▶ [Problem to solve]:
Exact copies of all the records below should be returned.

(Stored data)
PR #69930, opened 2026-07-15
Add dedicated Glue crawler lifecycle operators

AlejandroMorgante:
Split the AWS Glue crawler lifecycle into explicit create, update, run, and delete operators while keeping the existing `GlueCrawlerOperator` backward compatible during its deprecation period.

## Motivation

`GlueCrawlerOperator` currently combines resource provisioning, configuration changes, and execution. This means a Dag intended only to run an existing crawler can also create or modify it. Operation-specific operators make each task's intent and required AWS permissions explicit.

## Operators

- `GlueCrawlerCreateOperator` creates a crawler from its Boto3 configuration.
- `GlueCrawlerUpdateOperator` updates an existing crawler without starting it.
- `GlueCrawlerRunOperator` starts an existing crawler and supports synchronous or deferrable completion waits through the existing `GlueCrawlerCompleteTrigger`.
- `GlueCrawlerDeleteOperator` deletes an existing crawler through the Boto3 client exposed by `GlueCrawlerHook`.

The existing `GlueCrawlerOperator` remains available for compatibility and emits an `AirflowProviderDeprecationWarning` directing new Dags to the operation-specific operators.

## System test

The Glue system test now validates the complete lifecycle:

1. Create the crawler.
2. Update its description and verify the change through Boto3.
3. Run it with `deferrable=True`.
4. Run it with `deferrable=False`.
5. Delete it during teardown with the new delete operator.

## Validation

Validated end-to-end against a real AWS environment. The system test created, updated, ran, and deleted the Glue crawler, then confirmed that the crawler, Glue database, Glue job, and S3 bucket no longer existed.

The system test can be reproduced from the Airflow checkout with `AWS_PROFILE`, `AWS_REGION`, and `ROLE_ARN` configured in `files/airflow-breeze-config/environment_variables.env`:

```bash
SYSTEM_TESTS_ENV_ID=<unique-id> \
breeze testing system-tests \
  --forward-credentials \
  --test-timeout 240 \
  providers/amazon/tests/system/amazon/aws/example_glue.py \
  -q
```

Latest result: `1 passed in 191.86s`. The focused Glue crawler operator and trigger tests also pass: `66 passed`, with 100% coverage of the modified operator module. Provider mypy, regular and manual prek checks, and the Amazon provider documentation build also pass.

---

##### Was generative AI tooling used to co-author this PR?

- [X] Yes — Codex (GPT-5)

[...]

PR #70206, opened 2026-07-22
Remove hard-coded deferrable crawler run from example_glue system test

seanghaeli:
The `run_crawler_deferrable` task added in #69930 hard-codes `deferrable=True`, which hangs forever under `dag.test(use_executor=True)` (no triggerer runs in that path), timing out executor-based system test harnesses. The non-deferrable `run_crawler` task covers the operator; deferrable behavior is exercised by unit tests and the harness-level deferrable mode (`AIRFLOW__OPERATORS__DEFAULT_DEFERRABLE`).


providers/amazon/tests/system/amazon/aws/example_glue.py
AlejandroMorgante: Could we also remove the explicit `deferrable=False` from run_crawler?

AlejandroMorgante (commented):
Also, if we remove **run_crawler_deferrable**, we should update `providers/amazon/docs/operators/glue.rst`, since it still references the removed `howto_operator_glue_crawler_run_deferrable` markers through an exampleinclude.

o-nikolas (approved):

▶ [Problem solution]:
PR #69930, opened 2026-07-15
Add dedicated Glue crawler lifecycle operators

AlejandroMorgante:
Split the AWS Glue crawler lifecycle into explicit create, update, run, and delete operators while keeping the existing `GlueCrawlerOperator` backward compatible during its deprecation period.

## Motivation

`GlueCrawlerOperator` currently combines resource provisioning, configuration changes, and execution. This means a Dag intended only to run an existing crawler can also create or modify it. Operation-specific operators make each task's intent and required AWS permissions explicit.

## Operators

- `GlueCrawlerCreateOperator` creates a crawler from its Boto3 configuration.
- `GlueCrawlerUpdateOperator` updates an existing crawler without starting it.
- `GlueCrawlerRunOperator` starts an existing crawler and supports synchronous or deferrable completion waits through the existing `GlueCrawlerCompleteTrigger`.
- `GlueCrawlerDeleteOperator` deletes an existing crawler through the Boto3 client exposed by `GlueCrawlerHook`.

The existing `GlueCrawlerOperator` remains available for compatibility and emits an `AirflowProviderDeprecationWarning` directing new Dags to the operation-specific operators.

## System test

The Glue system test now validates the complete lifecycle:

1. Create the crawler.
2. Update its description and verify the change through Boto3.
3. Run it with `deferrable=True`.
4. Run it with `deferrable=False`.
5. Delete it during teardown with the new delete operator.

## Validation

Validated end-to-end against a real AWS environment. The system test created, updated, ran, and deleted the Glue crawler, then confirmed that the crawler, Glue database, Glue job, and S3 bucket no longer existed.

The system test can be reproduced from the Airflow checkout with `AWS_PROFILE`, `AWS_REGION`, and `ROLE_ARN` configured in `files/airflow-breeze-config/environment_variables.env`:

```bash
SYSTEM_TESTS_ENV_ID=<unique-id> \
breeze testing system-tests \
  --forward-credentials \
  --test-timeout 240 \
  providers/amazon/tests/system/amazon/aws/example_glue.py \
  -q
```

Latest result: `1 passed in 191.86s`. The focused Glue crawler operator and trigger tests also pass: `66 passed`, with 100% coverage of the modified operator module. Provider mypy, regular and manual prek checks, and the Amazon provider documentation build also pass.

---

##### Was generative AI tooling used to co-author this PR?

- [X] Yes — Codex (GPT-5)

[...]

PR #70206, opened 2026-07-22
Remove hard-coded deferrable crawler run from example_glue system test

seanghaeli:
The `run_crawler_deferrable` task added in #69930 hard-codes `deferrable=True`, which hangs forever under `dag.test(use_executor=True)` (no triggerer runs in that path), timing out executor-based system test harnesses. The non-deferrable `run_crawler` task covers the operator; deferrable behavior is exercised by unit tests and the harness-level deferrable mode (`AIRFLOW__OPERATORS__DEFAULT_DEFERRABLE`).


providers/amazon/tests/system/amazon/aws/example_glue.py
AlejandroMorgante: Could we also remove the explicit `deferrable=False` from run_crawler?

AlejandroMorgante (commented):
Also, if we remove **run_crawler_deferrable**, we should update `providers/amazon/docs/operators/glue.rst`, since it still references the removed `howto_operator_glue_crawler_run_deferrable` markers through an exampleinclude.

o-nikolas (approved):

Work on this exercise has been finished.